+++ This bug was initially created as a clone of Bug #1527050 +++ In current release (<=1.3.0), read and writes are not concurrent. Here is example upload: Client ------ $ ./upload_disk.py --direct /dev/shm/10G.raw Uploaded 10.00g in 37.32 seconds (274.40m/s) Server ------ Operation stats: <Clock(total=37.32, read=20.55, write=14.41, sync=0.00)> write: 710 MiB/s read: 498 MiB/s total: 274 MiB/s Upload throughput is limited by the naive read-write loop - when we read from the socket, we don't write to storage, and we write to storage we don't read data from the socket. We have patches in review showing good improvement: https://gerrit.ovirt.org/#/q/topic:cio+project:ovirt-imageio+is:open Client ------ $ ./upload_disk.py --direct /dev/shm/10G.raw Uploaded 10.00g in 23.29 seconds (439.73m/s) Server ------ Operation stats: <Clock(total=23.28, read=23.21, write=14.56, sync=0.00)> write: 703 MiB/s read: 441 MiB/s total: 439 MiB/s Upload throughput is limited by reading from SSL socket. If we could read faster from the SSL socket, we can upload in the same rate we can write to storage. We probably have the same problem when downloading images. We probably have the same issue in the proxy. This effects importing vms (virt-v2v, backup and restore, or user uploading and downloading images for other reasons.
We have patches for improving upload throughput which show 50-60% improvement in the upload_disk.py example, however when using lot of small requrests like virt-v2v is using, these changes do not help. Also these changes are not compatible yet with fast zero, which does give great improvement to virt-v2v, so we will need more work to support this. To support concurent I/O that will be useful to all use cases, we need to do something like this: 1. Add the concept of a session - we need to be able to detect the start of an upload or download. Currently we have a add ticket and remove ticket event, but since a ticket supports multiple clients, we cannot use it for sessions. 2. When a session starts, open the underlying file, and start a worker thread for this session 3. When the user send a PUT or PATCH/zero request, submit the request for processing in the worker thread queue 4. If the request does not require flushing, or need to return data from the image, return ack to the user, so it can send the next request - while the worker is processing the request. 5. When the worker queue is full, the http thread should wait until there is room for handling new requests. This means we reach the maximum concurrency we want. This is not an easy change, and lot of work, so I think we should defer this to 4.3. Supporting fast zero and nbd is much more important and needed also for incremental backup.
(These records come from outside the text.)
PR #517, opened 2022-07-19
feat(sol-api): solana API, early stage.

b4rtaz:
---
name: Solana API
---

### Checklist


packages/solApi/src/resolvers/account/getNFTs.ts
```diff
@@ -0,0 +1,41 @@
...
+  resultToJson: (data) => {
+    return data.map((nft) => {
+      return {
+        associatedTokenAddress: nft.associatedTokenAddress.toJSON(),
+        mint: nft.mint.toJSON(),
+      };
+    });
+  },
+  parseParams: (params: Params): ApiParams => ({
+    network: SolNetwork.create(params.network).network,
```
sogunshola, line 38: I think it would be nice if we can make the network optional and default to `mainnet` if no network param is passed

sogunshola (commented):
Left one question otherwise, everything looks good 👍🏾

packages/solApi/src/resolvers/account/getNFTs.ts
b4rtaz: Good idea!

packages/solApi/src/resolvers/SolNetworkResolver.ts
```diff
@@ -0,0 +1,12 @@
+import { MoralisCoreProvider, SolNetwork, SolNetworkish, SolNetworkName } from '@moralisweb3/core';
+import { SolApiConfig } from '../config/SolApiConfig';
+
+export class SolNetworkResolver {
```
sogunshola, line 4: in the API package, there is a file `packages/api/src/utils/resolveParams`. This has a similar function but for resolving default chain.

Which do you think makes more sense.

- Move `SolNetworkResolver` to that file in the `api` package or
- Move `resolveDefaultChain` to the evmApi package

I think doing one of these 2 will give a better structure.

b4rtaz: I'll move `resolveDefaultChain` to the evmApi package. Good point!

.github/workflows/main.yml
```diff
@@ -30,7 +30,7 @@ jobs:
         id: cache
         with:
           path: '**/node_modules'
-          key: ${{ runner.os }}-modules-${{ hashFiles('**/yarn.lock') }}
+          key: ${{ runner.os }}-modules-${{ hashFiles('**/yarn.lock') }}_C1
```
ErnoW, line 33: What is the reason for this? Is it to invalidate the current cache?

demos/test-node/src/EvmApi.ts
```diff
@@ -0,0 +1,41 @@
+import Moralis from 'moralis';
+import { smokeTest } from './Tester';
```
ErnoW, line 2: Out of scope for this PR but I think most of the functionalities should be tested as:
- unit test in the specified package
- integration tests in the integrations package

This app should more be a test app for nodeJs, where we can test functionalities easily. We probably could change this to a proper demo app.

Or do you see any additional benefits of running tests here as well?

packages/core/src/dataTypes/SolNative.ts
```diff
@@ -0,0 +1,71 @@
...
+      throw new MoralisCoreError({
+        code: CoreErrorCode.INVALID_ARGUMENT,
+        message: `Not supported Solana unit: ${unit}`,
+      });
+    }
+    return parseFixed(value.toString(), decimal);
+  }
+
+  // TODO: we cannot share an internal instance of BigNumber, because BigNumber is located in @ethersproject.
+  // We should use some class from Solana JS stack. For example @solana/web3.js uses BN.js.
```
ErnoW, line 36: I agree that we should not depend on EthersJs usage of BigNumber.

Ideally we should use the BigInt type. I know that EthersJs is also shifting to that and deprecate the use of BigNumber.

Will that work with Solana, do you think?

Otherwise we can use BN.js for Solana, as @solana/web3.js is the main SDK for solana integrations

ErnoW: This should also remove the dependency of @ethersproject in the Sol datatypes which is good.

We will split up the core module in:
- Core
- EvmUtils / EvmData
- SolUtils / SolData

So it would be perfect if the solana packages have no dependencies on ethersJs

packages/core/src/dataTypes/SolNetwork.ts
```diff
@@ -0,0 +1,36 @@
+import { MoralisData, MoralisDataFormatted } from './abstract';
+
+export type SolNetworkName = 'mainnet' | 'devnet';
```
ErnoW, line 3: I think we should have a consistent naming convention. Currently we have
Network = evm/solana/elrond etc.
Chain for Evm is specified by the chainId

Now Solana has the concept of clusters https://docs.solana.com/clusters which they describe the difference between mainnet and devnet

This is something that affects Moralis in broader terms, and will leave it out of scope of this PR. And I think Network is currently correct as it is implemented that way in the Api as well.

demos/test-node/src/EvmApi.ts
b4rtaz: I agree. But here we have smoke tests. I would say, that is something like a playground. I needed some place to run an implementation with the live data.

packages/core/src/dataTypes/SolNetwork.ts
b4rtaz: 👍

packages/core/src/dataTypes/SolAddress.ts
```diff
@@ -0,0 +1,37 @@
...
+  }
+
+  private static parse(address: string): string {
+    // TODO: add address validation
+    return address;
+  }
+
+  public get lowercase() {
+    return this.address.toLowerCase();
+  }
```
ErnoW, line 17: We should remove this. 
Solana addresses are different than EVM in that they are case-sensitive

b4rtaz: Removed.

ErnoW (approved):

Please Provide Validation instructions (Like - Do we need to run V2V or some upload command would be enough)
There is nothing to test yet, so no instructions. We will update the bug if and when we work on this.
Nir, The bug is in post meaning the implementation finished. Should it be moved back to assigned?
POST means that some patches were submitted. This does not mean that development finished. Since we need to rework the patches, and we don't work on this now, moving to NEW.
This bug has not been marked as blocker for oVirt 4.3.0. Since we are releasing it tomorrow, January 29th, this bug has been re-targeted to 4.3.1.
We have pending patches adding support for multiple connections: https://gerrit.ovirt.org/c/105949/ I think this is the best only feasible solution. If virt-v2v should switch to use imageio client.upload(), supporting multiple connections.
I updated the old patches. I think this can be ready for 4.4.2.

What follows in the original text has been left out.